CM: Speaking of Kalamazoo, you have a fest centered on the label coming up, care to tell us about that?

JT: The Already Dead Family Reunion is our 2nd annual label fest. It’s our chance to bring together a bunch of bands that we love and share them with new and old listeners. 28 bands with AD affiliations will be there over the weekend. Most have releases with us or have releases in the works. Artists are traveling from all over the country to play. Some of our all time favorites will be there. We’ll also be dropping several new AD releases during the fest and offering plenty of sales on label merch. The Family Reunion is being held September 20-22 in Kalamazoo, MI. More info and discount advance tickets can be found at

CM: The art and packaging for yr tapes are extremely detailed and you seem to have an aversion to more traditional packaging, i.e. norelco cases, etc – why?

JT: It’s not an aversion to any one type of packaging, but rather avoiding routine. I do this as much for the design aspect as the community and music, and I love coming up with new ways to house cassettes and interpret the format. If I design several ‘non-traditional’ packages in a row I get just as board with that as if I were doing j-cards all the time. Design wise, I want the label to embody diversity and variety from release to release, and looking back at the past fifty releases I really feel a sense of accomplishment in that area.

CM: Musically, ADT is all over the place, but seems to focus on the lo fi and the noisy and ambient, why the pull towards those fields?

JT: I wouldn’t even go as far as saying we have a focus on any particular field. We made the decision early on to avoid becoming another noise and drone label. We love that stuff, but it’s only a small part of why we’re doing this. We both love most genres and want the label to reflect a very inclusive community of artists, each with their own unique approach and voice.
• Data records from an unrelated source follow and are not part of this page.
PR #74, opened 2026-07-28
fix(input): stop clicks passing through occluding windows

BluntEXE:
## Summary

The phone accepted clicks and hovers even when a different Dalamud window sat on top of it. Every row, button, and gesture used raw ImGui rect checks that never asked which window ImGui considers hovered this frame, so clicks passed straight through a plugin window drawn on top.

## Root cause

`UiInteract.Hover()` already existed as the shared hit-test primitive most of the app calls through, but it never checked window ownership. `PhoneWindow.Draw()` now records `ImGui.IsWindowHovered(ImGuiHoveredFlags.ChildWindows)` once per frame; `Hover()` and `Click()` both gate on that. `Click()` also re-checks it directly, so a call site with its own hover test still can't fire an action while another window occludes the phone.

The same gap showed up outside `UiInteract` in a few shared components that predate it or duplicate its logic locally: `Marquee`'s auto-hover variants, `DragTracker.Begin` (Control Center's swipe, Notification Center's swipe-to-dismiss), `HomeInteractionController`'s tap and magnify hover, and the Games framework's `RestartButton`/`Button`. Fixed once in each, which covers every caller.

## Per-area

- `UiInteract`: window-hover gate, a 3-arg `Hover` overload for the existing `clip` parameter, and `Click()` hardened as a backstop for callers with a raw hover test.
- `PhoneWindow`: records window-hover state once per frame before any hit test runs.
- Home screen: tile taps, magnify hover, page dots/arrows, edit-mode Add/Done, folder contents, widget gallery and size menu.
- Control Center: tile press/drag-start, swipe-open/dismiss, top-band cursor.
- Dynamic Island, camera controls, notification center and banners, chat bubbles/transcript/menu, roughly twenty mini-games' board input, and every remaining `Marquee`/hover call site in the app. Same pattern each time.
- `Games/Flow`: kept a plain bounds check for the in-progress drag path. Routing it through `UiInteract.Hover` let `DragScrollHost`'s scroll-vs-tap heuristic set `InputBlocked` mid-drag and freeze the pipe being drawn. Only the initiating press is gated now, matching the pattern already used for the home screen's drag continuation and Solitaire's card grab.

## Test plan

- `dotnet build` clean after each change
- Verified in-game via full plugin reload across Home, Control Center, Dynamic Island, Camera, Notifications, Message/social apps, and the affected mini-games, with a Dalamud window held on top

### DIFF
--- a/src/Aetherphone/Apps/Collections/CollectionsApp.Browse.cs
+++ b/src/Aetherphone/Apps/Collections/CollectionsApp.Browse.cs
@@ -443,13 +443,13 @@ internal sealed partial class CollectionsApp
         {
             var nameY = row.Center.Y - 16f * scale;
             var nameSize = Typography.Measure(item.Name, TextStyles.BodyEmphasized);
-            var nameHovering = ImGui.IsMouseHoveringRect(new Vector2(textLeft, nameY),
+            var nameHovering = UiInteract.Hover(new Vector2(textLeft, nameY),
                 new Vector2(textLeft + textWidth, nameY + nameSize.Y));
             Marquee.DrawLeft("collections.item." + item.Id, item.Name, textLeft, nameY,
                 textWidth, TextStyles.BodyEmphasized, ui.TitleInk, nameHovering);
             var subY = row.Center.Y + 4f * scale;
             var subSize = Typography.Measure(subtitle, TextStyles.Footnote);
-            var subHovering = ImGui.IsMouseHoveringRect(new Vector2(textLeft, subY),
+            var subHovering = UiInteract.Hover(new Vector2(textLeft, subY),
                 new Vector2(textLeft + textWidth, subY + subSize.Y));
             Marquee.DrawLeft("collections.item.sub." + item.Id, subtitle, textLeft, subY, textWidth,
                 TextStyles.Footnote, ui.MutedInk, subHovering);
@@ -458,7 +458,7 @@ internal sealed partial class CollectionsApp
         {
             var nameSize = Typography.Measure(item.Name, TextStyles.BodyEmphasized);
             var nameY = row.Center.Y - nameSize.Y * 0.5f;
-            var nameHovering = ImGui.IsMouseHoveringRect(new Vector2(textLeft, nameY),
+            var nameHovering = UiInteract.Hover(new Vector2(textLeft, nameY),
                 new Vector2(textLeft + textWidth, nameY + nameSize.Y));
             Marquee.DrawLeft("collections.item." + item.Id, item.Name, textLeft, nameY,
                 textWidth, TextStyles.BodyEmphasized, ui.TitleInk, nameHovering);
@@ -638,7 +638,7 @@ internal sealed partial class CollectionsApp
             var centerY = (rowMin.Y + rowMax.Y) * 0.5f;
             var label = index == 0 ? Loc.T(L.Collections.AllSources) : sourceList[index - 1];
             var selected = index == sourceIndex;
-            var hovered = ImGui.IsMouseHoveringRect(rowMin, rowMax);
+            var hovered = UiInteract.Hover(rowMin, rowMax);
             if (hovered)
             {
                 Squircle.Fill(drawList, rowMin, rowMax, 9f * scale, ImGui.GetColorU32(ui.HoverTint));
@@ -670,8 +670,8 @@ internal sealed partial class CollectionsApp
             return;
         }
 
-        if (ImGui.IsMouseClicked(ImGuiMouseButton.Left) && !ImGui.IsMouseHoveringRect(min, max, false) &&
-            !ImGui.IsMouseHoveringRect(sourceMenuAnchor.Min, sourceMenuAnchor.Max, false))
+        if (ImGui.IsMouseClicked(ImGuiMouseButton.Left) && !UiInteract.Hover(min, max, false) &&
+            !UiInteract.Hover(sourceMenuAnchor.Min, sourceMenuAnchor.Max, false))
         {
             sourceMenuOpen = false;
         }
--- a/src/Aetherphone/Apps/Collections/CollectionsApp.Browse.cs
+++ b/src/Aetherphone/Apps/Collections/CollectionsApp.Browse.cs
@@ -638,7 +638,7 @@ internal sealed partial class CollectionsApp
             var centerY = (rowMin.Y + rowMax.Y) * 0.5f;
             var label = index == 0 ? Loc.T(L.Collections.AllSources) : sourceList[index - 1];
             var selected = index == sourceIndex;
-            var hovered = UiInteract.Hover(rowMin, rowMax);
+            var hovered = UiInteract.HoverWindowOnly(rowMin, rowMax);
             if (hovered)
             {
                 Squircle.Fill(drawList, rowMin, rowMax, 9f * scale, ImGui.GetColorU32(ui.HoverTint));
@@ -670,8 +670,8 @@ internal sealed partial class CollectionsApp
             return;
         }
 
-        if (ImGui.IsMouseClicked(ImGuiMouseButton.Left) && !UiInteract.Hover(min, max, false) &&
-            !UiInteract.Hover(sourceMenuAnchor.Min, sourceMenuAnchor.Max, false))
+        if (ImGui.IsMouseClicked(ImGuiMouseButton.Left) && !UiInteract.HoverWindowOnly(min, max, false) &&
+            !UiInteract.HoverWindowOnly(sourceMenuAnchor.Min, sourceMenuAnchor.Max, false))
         {
             sourceMenuOpen = false;
         }
--- a/src/Aetherphone/Apps/Games/Breakout/BreakoutApp.cs
+++ b/src/Aetherphone/Apps/Games/Breakout/BreakoutApp.cs
@@ -1,3 +1,4 @@
+using Aetherphone.Windows.Components;
 using Aetherphone.Apps.Games.Framework;
 using Aetherphone.Core.Animation;
 using Aetherphone.Core;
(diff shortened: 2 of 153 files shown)


src/Aetherphone/Windows/Components/DropdownMenu.cs
```diff
@@ -156,8 +156,8 @@ public int Draw(Rect screen, PhoneTheme theme, ReadOnlySpan<Item> items, out Row
                 cursorRight -= actionSlot;
             }
 
-            var rowHovered = ImGui.IsMouseHoveringRect(rowMin, rowMax);
-            var editHovered = item.CanEdit && editRect is { } er && ImGui.IsMouseHoveringRect(er.Min, er.Max);
+            var rowHovered = UiInteract.Hover(rowMin, rowMax);
```
XeldarAlz: Blocking: `Gate()` calls `BlockThisFrame()` at the top of every host app's Draw (AethergramApp.cs:274, JobsApp.cs:139, PhotosApp.cs:117), so `InputBlocked` is already true when this runs later in the same frame. `Hover` returns false for every row, so no menu item is hoverable or clickable, and line 213 inverts and closes the menu on the first click. Same at ChatMenuController.cs:228.

src/Aetherphone/Apps/Collections/CollectionsApp.Browse.cs
```diff
@@ -638,7 +638,7 @@ private void DrawSourceMenuOverlay()
             var centerY = (rowMin.Y + rowMax.Y) * 0.5f;
             var label = index == 0 ? Loc.T(L.Collections.AllSources) : sourceList[index - 1];
             var selected = index == sourceIndex;
-            var hovered = ImGui.IsMouseHoveringRect(rowMin, rowMax);
+            var hovered = UiInteract.Hover(rowMin, rowMax);
```
XeldarAlz: Blocking: line 630 reserves this exact rect via `HoverOverlay`, so `MouseOverOverlay` is true whenever the pointer is inside the menu. `hovered` is now always false and the `UiInteract.Click` at 658 never fires, so no source is selectable. Line 673 inverts too and dismisses the menu on the first click.

src/Aetherphone/Apps/Jobs/JobsApp.ColorPicker.cs
```diff
@@ -243,7 +243,7 @@ private int DrawPresets(ImDrawListPtr drawList, Rect area, PhoneTheme theme, flo
         {
             var center = new Vector2(area.Min.X + cellWidth * (index % PresetColumns + 0.5f),
                 area.Min.Y + rowHeight * (index / PresetColumns + 0.5f));
-            var hovered = ImGui.IsMouseHoveringRect(center - new Vector2(radius), center + new Vector2(radius));
+            var hovered = UiInteract.Hover(center - new Vector2(radius), center + new Vector2(radius));
```
XeldarAlz: Blocking: JobsApp.cs:140 calls `BlockThisFrame()` while `pickerOpen`, and the picker is drawn at JobsApp.cs:202 in the same frame. `hovered` is always false here and the click sits behind `if (!hovered) continue;`, so no preset can be picked. Save at line 275 and JobsApp.Categories.cs:315 fail identically.

src/Aetherphone/Windows/PhoneWindow.cs
```diff
@@ -202,6 +202,7 @@ public override void Draw()
     {
         LastPosition = ImGui.GetWindowPos();
         LastSize = ImGui.GetWindowSize();
+        Components.UiInteract.SetWindowHovered(ImGui.IsWindowHovered(ImGuiHoveredFlags.ChildWindows));
```
XeldarAlz: Blocking: `IsWindowHovered` without `AllowWhenBlockedByActiveItem` returns false whenever `g.ActiveId != 0`, including for the phone's own widgets. Focus any InputText (chat composer, SearchField) and the whole UiInteract layer goes dead until focus is lost: send, emoji, and field-clear stop responding. Add `ImGuiHoveredFlags.AllowWhenBlockedByActiveItem`.

src/Aetherphone/Core/Input/DragTracker.cs
```diff
@@ -21,7 +22,7 @@ public bool Begin(Rect startZone)
         }
 
         var position = ImGui.GetMousePos();
-        if (!startZone.Contains(position))
+        if (!UiInteract.Hover(startZone.Min, startZone.Max))
```
XeldarAlz: Non-blocking: `Hover` layers `InputBlocked` and `MouseOverOverlay` on top of the window check, which is wider than what this needs. That is the same coupling that froze the Flow drag. A window-gate-only helper would keep Control Center and notification swipes independent of DragScrollHost state, and would also fix the four blocking spots above.

src/Aetherphone/Windows/Components/ConfirmOverlay.cs
```diff
@@ -74,7 +74,7 @@ public void Draw(Rect screen, PhoneTheme theme)
                 service.CancelActive();
             }
             else if (!service.Busy && ImGui.IsMouseClicked(ImGuiMouseButton.Left) &&
-                     !ImGui.IsMouseHoveringRect(cardRect.Min, cardRect.Max))
+                     !UiInteract.Hover(cardRect.Min, cardRect.Max))
```
XeldarAlz: Non-blocking: this is a negated hover, so gating it flips the failure direction. With another window over the phone, `Hover` is false and a click inside that window now cancels the dialog. Same shape at ShareSheet.cs:72, ReportOverlay.cs:94, MusicApp.Playlists.cs:301, PersonPicker.cs:163.

src/Aetherphone/Apps/Games/Breakout/BreakoutApp.cs
```diff
@@ -1,3 +1,4 @@
+using Aetherphone.Windows.Components;
```
XeldarAlz: Nit: the new using lands above the existing sorted block. Same in Pairs, Reversi, Simon, Solitaire, Tetris, Twenty48, WaterSort, Whack and CameraApp.

src/Aetherphone/Apps/Games/Flow/FlowApp.cs
```diff
@@ -155,13 +155,12 @@ private bool DrawDifficultyRow(in GameContext context, float scale)
 
     private int ResolveHover(GameGrid grid)
     {
-        var mouse = ImGui.GetMousePos();
-        if (!grid.Bounds.Contains(mouse))
+        if (!grid.Bounds.Contains(ImGui.GetMousePos()))
```
XeldarAlz: Nit: dropping the cached `mouse` local means `GetMousePos()` is now called twice per frame here, and the same in Chess, Sudoku, Reversi, Whack and CrystalDrop. Sweeper kept its local; worth matching that.

XeldarAlz (commented):
Built clean on bb1a4de (`dotnet build -c Release`, 0 errors, 4 pre-existing NU1902 warnings) and 143/143 tests pass. Not verified in-game, so the runtime findings below come from reading the code.

The window-hover gate itself is the right fix. The problem is routing it through `UiInteract.Hover`, which also drags in `InputBlocked` and `MouseOverOverlay`: the overlays that raise those flags for everyone else now block themselves. Four blocking spots inline.

src/Aetherphone/Windows/Components/DropdownMenu.cs
BluntEXE: Fixed: added UiInteract.HoverWindowOnly (window-gate only, skips InputBlocked/MouseOverOverlay) and pointed the row/edit/dismiss hover tests at it. Same fix applied to ChatMenuController.cs:228.

src/Aetherphone/Apps/Collections/CollectionsApp.Browse.cs
BluntEXE: Fixed: row hover now uses UiInteract.HoverWindowOnly, and the outside-click dismiss checks too.

src/Aetherphone/Apps/Jobs/JobsApp.ColorPicker.cs
BluntEXE: Fixed: preset hover and Save button hover now use UiInteract.HoverWindowOnly. Same fix applied to JobsApp.Categories.cs:315.

src/Aetherphone/Windows/PhoneWindow.cs
BluntEXE: Fixed: added ImGuiHoveredFlags.AllowWhenBlockedByActiveItem.

src/Aetherphone/Core/Input/DragTracker.cs
BluntEXE: Fixed: added the window-gate-only helper (UiInteract.HoverWindowOnly) and pointed DragTracker.Begin at it, which also fixes the Flow drag freeze.

src/Aetherphone/Windows/Components/ConfirmOverlay.cs
BluntEXE: Fixed: added UiInteract.ClickedOutside (requires the click to land inside this window before counting as outside, rather than negating Hover). Applied here and at ShareSheet.cs, ReportOverlay.cs, MusicApp.Playlists.cs, and PersonPicker.cs.

src/Aetherphone/Apps/Games/Breakout/BreakoutApp.cs
BluntEXE: Fixed: sorted using directives in Breakout and the other games/CameraApp you listed.

src/Aetherphone/Apps/Games/Flow/FlowApp.cs
BluntEXE: Fixed: cached mouse in Flow. Chess/Sudoku/Reversi/Whack/CrystalDrop already only call GetMousePos() once, matching Sweeper.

One of the first times I was asked to describe the label I said something to the effect of “We’re not above releasing any form of art” and I think that well sums up where we stand today.
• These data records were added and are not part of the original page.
PR #76, opened 2026-08-01
feat(aetherstream): join approval, party mode, and sync fixes

Kiro-XVI:
## Summary
- Fixes the actual root cause of "nothing works": the backend was returning HTTP 426 client_update_required because this fork was 184 commits behind upstream (merged in already, see the earlier merge commits on this branch).
- Fixes the real bugs found in live two-client testing: `WatchAlongSession.OnJoined`/`OnState`/`OnEnded` were firing on the background WebSocket thread instead of the main/Framework thread that `video.Play`/`Seek`/`Pause`/`Stop` and the D3D11 screen painter require - this is what gets video/audio actually playing for a viewer. Also fixes a screen-transform placement timing bug, a `VideoShareWatchPresence` toggle that was silently killing hosting when turned off, an indistinguishable failed-vs-empty search state on the Join screen, and surfaces mpv init failures via `VideoEngine.LastError` instead of silently showing "Playing" forever.
- Adds "party mode" (a host can open a room before anything's queued) and a "waiting for the next video" state instead of the in-world screen vanishing the moment the queue naturally empties.
- Adds a viewer Resync button, a Now Playing card that actually reflects what a viewer is watching (previously always showed "Nothing playing"), and queue persistence across a plugin reload or relog.
- Adds host approve/deny per viewer, shared queue suggestions, and host-initiated kick - all wired and tested-safe client-side, gated behind backend support that doesn't exist yet (safe no-ops until the server ships the matching `stream.joinRequest`/`stream.queueSuggest`/`stream.kick` signals, see the doc comments on `SignalType`).
- Backfills all 85 `aetherstream.*` locale keys across all nine languages (previously only in `L.cs`, never in the JSON catalogs) and adds an AetherStream mention to the README highlights, in every language.
- Drops dead dependencies and bundled binaries flagged in the port/alphachannel-engine review (#68, superseded by this branch): `Native/libmpv-2.dll` and `Native/yt-dlp.exe` (111 MB) were bundled but never actually loaded from there - the runtime updater already downloads its own copies into the Dalamud config directory. Also removes `NoireLib` (unreferenced, was pulling in `System.Data.SQLite`/`Castle.Core` and causing 650 analyzer warnings) and `Penumbra.Api`/`ZXing.Net` (only used by `TextureTranslate.cs`, the QR-code-into-Penumbra-.tex path from the old VFX screen-mounting approach this branch already replaced with `ScreenPainter`), plus the now-dead `APIHelper.cs`/`APIProvider.cs`. `latest.zip`: 72.3 MB -> 14.5 MB.

## Known follow-ups
- A Player-tab scroll bug (both kinetic drag and native wheel/scrollbar unresponsive while Lock Position is on) is still under investigation - temporary `[PlayerScroll]` diagnostic logging is in place but the root cause isn't confirmed yet.
- The three backend-gated features above need the corresponding server-side signals before they do anything.
- Remaining findings from the #68 review not yet addressed here: `WatchAlongSession.awaitingHostAck` join-timing bug, `NativeFileDialog` bypassing the `FilePicker`/ReShade guard, `VideoEngine` texture/cancellation-token leaks, blocking `Thread.Sleep`/un-awaited async in the render loop, the dead SNES path in `Plugin.cs`, zip-slip/no-hash-check on downloaded native binaries, style normalization on the ported video files, and a per-frame allocation in `GetScreenPresets()`.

CM: In not being above any genre – are there any that the two of you would be, perhaps, put off by, initially, but down to release something within if a truly good example happens along?

JT: In all honesty, I can’t really say there’s a good example. Within most genres we encounter, material that jives really well with what we’re trying to accomplish and material that just doesn’t seem like the right fit. With that said, there are definitely genres that we would love to tap into but just haven’t yet.

CM: We’ve personally spoken about our mutually shared pasts in the metalcore scene – much of it to humorous effect – any plans to talk someone like Converge into letting ADT take care of the cassette release of their latest record?

JT: Well, because we focus on smaller editions, 50-100 in most cases, and because our packaging is hand assembled, it’s very unlikely something like that would satisfy either party. We’d be more likely to release some weird side projects from the guys in Converge before trying to tackle such a huge project. I’m imagining those guys sell a lot of records, much more than we’re producing per release right now. With that said, if they or some other hardcore band that was doing something that seemed to fit with the label had an idea, we would be more than up for the challenge.

CM: What’s the future for ADT in the next 12 months?

JT: On paper, more of the same, keeping up with a constant release schedule and finding new ways to grow and progress as a label and community. We’ve got a solid queue of releases that will take us into much of next year and we’re working on expanding into new formats, i.e., zines, literature and other fine arts. Around the turn of the year we’ll also start initial planning for the next AD Family Reunion. We’ve kept extremely busy for the last two years and the next 12 months will be no different in that regard.